Observability & Data Quality
SqlCAD includes built-in features to monitor the health of your data pipeline and ensure data quality.
Overview
The observability framework consists of three parts:
- Metadata Schema (
sqlcad_meta): A system schema that stores statistics and test results. - Automatic Stats Collection: Every load operation captures basic statistics.
- Data Quality Assertions: You can define tests directly in your model definitions.
1. System Schema (sqlcad_meta)
SqlCAD automatically creates and manages a sqlcad_meta schema.
sqlcad_meta.table_stats: Stores full-table health snapshots (row counts, size).sqlcad_meta.load_stats: Tracks the impact of every load operation (rows inserted/updated).sqlcad_meta.test_results: Stores the history of all data quality test executions (PASS/FAIL status).

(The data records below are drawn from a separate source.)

Issue #249, opened 2019-10-30
Size of FocusRing?


romanofski:
I'm currently implementing a way to search and highlight text (see https://github.com/purebred-mua/purebred/issues/279) and use a `FocusRing` to cycle through all matches. I'd love to show a little indication in the status bar similar to what you have in a web browser, e.g.: `2 of 30 matches`. Unfortunately the `FocusRing` API doesn't give me it's size, or access to it's underlying `CList`. 

Would it be possible to give access to either? I think the underlying data structure with an optic might be useful, but for now would be content with access to the overall size of the list.

I'm happy to contribute it as a patch, just asking whether it's something you'd accept :)

jtdaugherty:
I would be happy to accept a patch to add a length function, `focusRingLength :: FocusRing n -> Int`. Thank you!

romanofski:
Hm... now that I have the length/size of the ring I realise that's only half of what I need, since I don't have access to the index of the element in the ring. Arguably since it's a ring there is real index. Might have to come up with an idea on how I solve that, but will have the `focusRingLength` pull request ready tonight.

jtdaugherty:
Ah yeah, that begs the question: does a ring really have a beginning? For your purposes you probably want to keep track of what was "initially" focused, but you could fake that by including a "search result match number" with each match, so your `n` would be a tuple, say.

romanofski:
@jtdaugherty was my thinking really, albeit I thought it to be a bit "hacky". Just sequentially number all results. Might as well be quicker as well rather than looking up the index with every shift in the ring.

PR #250, opened 2019-10-31
Focus: provide a size function

romanofski:
This patch adds a function returning the length of the focus ring. That
is the size returned by the underlying circular list.

Fixes https://github.com/jtdaugherty/brick/issues/249


jtdaugherty:
Thank you!

PR #254, opened 2019-12-01
New initialRenderState function

newhoggy:
Trying to update https://github.com/lspitzner/bricki-reflex to work with `ghc-8.6.5` and need this export since the `RenderState` constructor is internal and hidden.

### DIFF
--- a/.vscode/tasks.json
+++ b/.vscode/tasks.json
@@ -1,0 +1,69 @@
+{
+  "version": "2.0.0",
+  "tasks": [
+    {
+      "label": "Build",
+      "type": "shell",
+      "command": "bash",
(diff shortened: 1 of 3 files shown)


jtdaugherty:
Thanks for the patch! Unfortunately I'd rather not merge it, because I do not want this function to be part of the public API. There have been a few other instances of people asking for internals to be exposed to support a Reflex API. Here are some historical references in case you want to read about it (and so that I don't have to repeat my reasoning here):
* https://github.com/jtdaugherty/brick/issues/84
* https://github.com/jtdaugherty/brick/pull/85
* https://github.com/jtdaugherty/brick/issues/215

PR #255, opened 2020-01-08
docs: Added screenshots of the demo programs

drola:
When playing with UI libraries it's nice to see how things look like without necessarily downloading and building.


jtdaugherty:
Thank you!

2. Automatic Stats Collection
When you build a project with materialization: table, SqlCAD generates load scripts (e.g., incremental merges or SCD2 updates). These scripts automatically inject a step to record the number of rows processed into sqlcad_meta.load_stats.
No configuration is required for this behavior.
3. Data Quality Assertions
You can define data quality tests using the tests metadata block on any ENTITY, DIM, FACT, MART, REPORT, or AGGREGATION.
Supported Tests
not_null: Checks that specific columns contain no NULL values.distinct: Checks that a column (or combination of columns) is unique across the table.expression: A custom SQL condition that identifies failing rows.
Example
DEFINE REPORT SalesLineItems { materialization: table, unique_key: [OrderID, ProductID], tests: - not_null: [OrderID, ProductID, LineTotal] - distinct: [OrderID, ProductID] - expression: "LineTotal >= 0" # Fails if LineTotal is negative } AS ( ... )
Verification Scripts
When you run sqlcad build, a verify folder is generated in your output directory (e.g., output/verify/). This contains SQL scripts (verify_{model_name}.sql) that run your assertions.
Orchestration
These scripts are designed to be run by your orchestrator immediately after the load step.
# Example orchestration flow duckdb warehouse.db < output/recurring/gold/saleslineitems.sql # Load Data duckdb warehouse.db < output/verify/verify_saleslineitems.sql # Verify Data
If any test fails (finds > 0 failing rows), a failure record is written to sqlcad_meta.test_results with status FAIL.